I don’t know if Kurt remembers his first flight out with me and we were flying convoy escort. As we flew up and down the road in front of the convoy we passed over several ARVN positions. Each time we passed over one we took a slight dip and slowed down a little. The ARVN Advisors did not know that we were up their push and we heard them say… “That little bird is eying our people kind of funny. I hope he doesn’t mistake them for the bad guys.” Just for the hell of it I called them up and I asked how do I tell your little guys from the bad ones. The guy came back and said “Ours are wearing red scarves.” So just in a joking manner I asked… “It’s okay if we shoot the ones not wearing red scarves?” The guys went nuts on the radio. He started yelling and screaming at his people and as we flew past the ARVNs they were waving red scarves like crazy. WTH??

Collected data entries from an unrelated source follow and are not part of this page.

PR #4084, opened 2025-07-06
Simplify property memoization for Flyweight pattern by replacing it with `??=`

zonuexe:
Now that PHP 7.2 has been dropped, this pattern can be replaced.

### DIFF
--- a/build/PHPStan/Build/MemoizationPropertyRule.php
+++ b/build/PHPStan/Build/MemoizationPropertyRule.php
@@ -1,0 +1,150 @@
+<?php declare(strict_types = 1);
+
+namespace PHPStan\Build;
+
+use PhpParser\Node;
+use PhpParser\Node\Expr;
+use PhpParser\Node\Expr\Assign;
+use PhpParser\Node\Expr\AssignOp\Coalesce;
+use PhpParser\Node\Expr\BinaryOp\Identical;
+use PhpParser\Node\Expr\ConstFetch;
+use PhpParser\Node\Expr\PropertyFetch;
+use PhpParser\Node\Expr\StaticPropertyFetch;
+use PhpParser\Node\Expr\Variable;
+use PhpParser\Node\Identifier;
+use PhpParser\Node\Name;
+use PhpParser\Node\Stmt\Expression;
+use PhpParser\Node\Stmt\If_;
+use PhpParser\Node\VarLikeIdentifier;
+use PHPStan\Analyser\Scope;
+use PHPStan\File\FileHelper;
+use PHPStan\Node\InClassMethodNode;
+use PHPStan\Rules\Rule;
+use PHPStan\Rules\RuleErrorBuilder;
+use function count;
+use function dirname;
+use function is_string;
+use function str_starts_with;
+use function strcasecmp;
+
+/**
+ * @implements Rule<If_>
+ */
+final class MemoizationPropertyRule implements Rule
+{
+
+	public function __construct(private FileHelper $fileHelper, private bool $skipTests = true)
+	{
+	}
+
+	public function getNodeType(): string
+	{
+		return If_::class;
+	}
+
+	public function processNode(Node $node, Scope $scope): array
+	{
+		$ifNode = $node;
+
+		if (count($ifNode->stmts) !== 1
+			|| !$ifNode->stmts[0] instanceof Expression
+			|| count($ifNode->elseifs) !== 0
+			|| $ifNode->else !== null
+			|| !$ifNode->cond instanceof Identical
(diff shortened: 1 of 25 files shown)


ondrejmirtes:
Would be great to have an auto-fixable rule that would enforce this under https://github.com/phpstan/phpstan-src/tree/2.1.x/build/PHPStan/Build. Do you think it'd be easy for you to implement that? And verify it by actually using it to make these changes. And compare it to your manual changes 😊

(Yeah, RuleErrorBuilder has `fixNode` method on 2.1.x, a few rules already use it.)

zonuexe:
I hadn't noticed that they added `RuleErrorBuilder::fixNode()` yet, but this is very interesting! It probably looks very easy, so I'll give it a try.

ondrejmirtes:
Yeah, just detect if === null and assignment to the same thing in the only statement.

zonuexe:
@ondrejmirtes 
I think this PR now works perfectly, applying the rules replaced all the things I had missed.

The refactoring feature integrated into PHPStan is a game changer. 🎉

build/PHPStan/Build/MemoizationPropertyRule.php
```diff
@@ -0,0 +1,112 @@
...
+			return [];
+		}
+
+		if (!$ifNode instanceof If_
+			|| count($ifNode->stmts) !== 1
+			|| !$ifNode->stmts[0] instanceof Expression
+			|| count($ifNode->elseifs) !== 0
+			|| $ifNode->else !== null
+			|| !$ifNode->cond instanceof Identical
+			|| !$ifNode->cond->left instanceof PropertyFetch
```
staabm, line 69: I think you can do the same for `StaticPropertyFetch`

build/PHPStan/Build/MemoizationPropertyRule.php
```diff
@@ -0,0 +1,112 @@
...
+		}
+
+		$stmts = $methodNode->getStmts();
+		if ($stmts === null || count($stmts) !== 2) {
+			return [];
+		}
+
+		[$ifNode, $returnNode] = $stmts;
+		if (!$returnNode instanceof Return_
+			|| !$returnNode->expr instanceof PropertyFetch
```
staabm: I think you can do the same for `StaticPropertyFetch`

zonuexe: Thanks for the suggestion, I implemented it.

build/PHPStan/Build/MemoizationPropertyRule.php
```diff
@@ -0,0 +1,182 @@
...
+final class MemoizationPropertyRule implements Rule
+{
+
+	public function __construct(private FileHelper $fileHelper, private bool $skipTests = true)
+	{
+	}
+
+	public function getNodeType(): string
+	{
+		return InClassMethodNode::class;
```
ondrejmirtes: I think the rule should apply to `If_`, not to a method body.

ondrejmirtes (changes requested):
I described the logic as following:

> Yeah, just detect if === null and assignment to the same thing in the only statement.

So even if there's `if` in the middle of a function body, this rule could detect and change it.

It doesn't matter if there's `$this->foo = $foo;` or `return $this->foo = $foo;`. The rule should be able to handle both.

build/PHPStan/Build/MemoizationPropertyRule.php
zonuexe: Ok, it has been reflected in the rule.

build/PHPStan/Build/MemoizationPropertyRule.php
```diff
@@ -0,0 +1,150 @@
...
+
+		if ($this->areNodesNotEqual($ifNode->cond->left, [$ifThenNode->var])) {
+			return [];
+		}
+
+		if ($this->skipTests && str_starts_with($this->fileHelper->normalizePath($scope->getFile()), $this->fileHelper->normalizePath(dirname(__DIR__, 3) . '/tests'))) {
+			return [];
+		}
+
+		$errorBuilder = RuleErrorBuilder::message('Memoization property can be simplified.')
```
ondrejmirtes: The message could be better. Something like "This initializing if statement can be replaced with null coalescing assignment operator (??=)."

ondrejmirtes (changes requested):
Otherwise great 👍

build/PHPStan/Build/MemoizationPropertyRule.php
zonuexe: I changed the message and squashed the commits!

ondrejmirtes:
Thank you!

Yes, we went out and relentlessly hunted people down and killed them anyway possible. No-We were not guilty of anything. We were tools, no different than a hammer when it’s used to pound a nail. You cannot weigh your actions forty years ago based upon todays facts. You must consider your actions based on the information available at that time. We were “Stopping the spread of Communism.” We were serving “God and Country.”
I’ve always loved Shakespeare’s line in McBeth. The scene where McDuff shows up at the gates of Burnam Castle. McDuff is much younger and larger than McBeth so McBeth knows that he is about to die. He looks at McDuff and says “I do all that becometh a man he who doth more is none so lay on McDuff.” Next scene shows McDuff walking out of the castle with McBeth’s head in one hand and his sword in the other. I read that when I was 15 and I always took it to mean that we choose our actions based on what we see as right then we accept the responsibility of our actions without apology. We acted in an honorable and forthright manner when we went to Vietnam. We owe no one an apology for our actions. I served with and fought beside some of the bravest young men I’ve ever met while in C Troop 1/9. The fact that we are back together forty years later is a blessing.
Before I go on into my old age rambling, let’s go back to the point. No. This is not Officers and NCOs this is Charlie Troop and our extended family. Sometimes one or two people get on a string and they may air out a lot of garbage but we have all agreed that is acceptable. Most of the things they are talking about now can be found in the archived messages on this site. We have been at it for eleven years now. The ones who don’t say much now were the ones who flooded the site in the beginning. The main point is feel free to put it out there we can discuss it. If you don’t feel great airing it out send it to one of us as individual mail. We’ve got some great guys and we’ll be here when it’s time.
Russ
Preston Samuels
August 18, 2013
My name is Preston (Sam ) Samuels, I think that I remember a Michael Choate when I was over there from ’67 to ’68 in C troop 1/9.